In den letzten Jahren waren bei einigen Webdesignern knallige Headergrafiken im XXL-Format äußerst beliebt. Manche waren sogar so groß, dass diese beim Aufruf des jeweiligen Internetauftritts fast den kompletten Bildschirm ausgefüllt haben. 2018 wird diesbezüglich zum Glück weniger marktschreierisch, sodass die Headergrafiken wieder etwas schrumpfen. Dafür wird der Whitespace in Verbindung mit wichtigen Inhalten stärker in den Vordergrund rücken. Webseiteninhaber können so etwa auf Aktionen oder ihre Kontaktdaten verweisen, ohne dass Besucher solche Informationen umständlich und langwierig suchen müssen. Die Kombination von solchem Content mit bunten Headergrafiken oder gar über diesen erweist sich hingegen oft als schwierig. Das liegt vor allem daran, dass die Inhalte wegen der mangelnden Farbkontraste schlecht lesbar und leicht zu übersehen sind. Vor dem Whitespace als Hintergrund können Besucher hingegen fast jede Schriftfarbe hervorragend erkennen.
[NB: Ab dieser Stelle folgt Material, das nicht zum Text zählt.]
PR #1039, opened 2025-12-18
nvidia-utils: ship CUDA perf boost overrides

ptr1337:
- Install 50-nvidia-cuda-disable-perf-boost.conf via environment.d to set CUDA_DISABLE_PERF_BOOST=1 (reduce idle power with CUDA contexts like NVDEC/NVENC).
- Add cuda-no-stable-perf-limit application profile to allow full perf while streaming/recording (OBS/Discord/etc; NVIDIA/open-gpu-kernel-modules#333).


nvidia/nvidia-utils/cuda-no-stable-perf-limit
```diff
@@ -0,0 +1,24 @@
...
+            "settings": ["0x166c5e", 0]
+        }
+    ],
+    "rules": [
+        {
+            "pattern": {
+                "op": "or",
+                "sub": [
+                    { "feature": "procname", "matches": "obs" },
+                    { "feature": "procname", "matches": "Discord" },
```
1Naim, line 14: Does discord even support NVENC?

ptr1337: Should, yep

1Naim: I checked and it doesn't yet. But we can keep it until it eventually does I guess, doesn't seem too far into the future. It might not work on the custom clients though.

notpentadactyl:
> We may want to add more applications, like Discord forks and web browsers

Agree, should probably have the same ones as here: `/etc/nvidia/nvidia-application-profiles-rc.d/limit-vram-usage`

`firefox`, `brave`, `chrome`, `chromium`

nvidia/nvidia-utils/cuda-no-stable-perf-limit
```diff
@@ -0,0 +1,24 @@
+{
+    "profiles": [
+        {
+            "name": "CudaNoStablePerfLimit",
```
1Naim, line 4: should add ffmpeg here too.

nvidia/nvidia-utils/cuda-no-stable-perf-limit
```diff
@@ -0,0 +1,24 @@
...
+        {
+            "pattern": {
+                "op": "or",
+                "sub": [
+                    { "feature": "procname", "matches": "obs" },
+                    { "feature": "procname", "matches": "Discord" },
+                    { "feature": "procname", "matches": "discord" },
+                    { "feature": "procname", "matches": "DiscordCanary" },
+                    { "feature": "procname", "matches": "vesktop" },
+                    { "feature": "procname", "matches": "webcord" }
```
ventureoo, line 21: I think we should add here apps like `gpu-screen-recorder` and `simplescreenrecorder` too. In question are spectacle and built-in gnome screencast recorder, since I don't actually know if they're using NVENC.

ptr1337: done

PR #1051, opened 2025-12-29
Revert moving proton-cachyos to /opt

loathingKernel:
- **proton-cachyos: revert move to /opt**
- **proton-cachyo-slr: revert move to /opt**


DocMAX:
What stupid action was this???

PR #1130, opened 2026-02-12
cachyos-rate-mirrors: Check RU mirrors availability before inserting 

ventureoo:
Unfortunately, all mirrors in Russia are broken right now, so we should not force it.


ptr1337:
Cant we add a check if theyre available?

ptr1337:
> > Cant we add a check if theyre available?
> 
> This is a good idea and we can, only then it will require manually running cachyos-rate-mirrors after installing system if mirror was not available at the time.

Can we put in the if statement a curl check or ping check if its fine?

I think people still can rank cdn77 and clouldflare mirrors in russia, but when they try to pull it fails, if im correct

ptr1337 (approved):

Whitespace intensiviert die Wirkung von Formen

Viele Webseiten sind immer noch durch klassische Formen wie Rechtecke oder Kreise strukturiert. Dabei eignen sich für die Strukturierung von Websites auch viele andere geometrische Formen wie Dreiecke oder Trapeze. Diese bieten zudem viele interessante Optionen. So lassen sich hier einzelne Ecken etwa durch Hervorhebungen, Farbgestaltungen oder Verschiebungen wie Pfeile einsetzen. Dadurch können Webdesigner Besucher auf bestimmte Inhalte gezielt hinweisen. Was das alles mit Whitespace zu tun hat? Diese Formen entfalten bei der Verwendung von Weißraum ihre maximale Wirkung, während sie bei vielfarbigen Hintergrundgrafiken unterzugehen drohen. Auch im Header selbst lassen sich geeignete Formen wie Hinweispfeile einsetzen. Möglich ist das auch durch die Verbindung von Whitespace und farbigen Backgrounds, was zudem meistens innovativ und optisch ansprechend wirkt.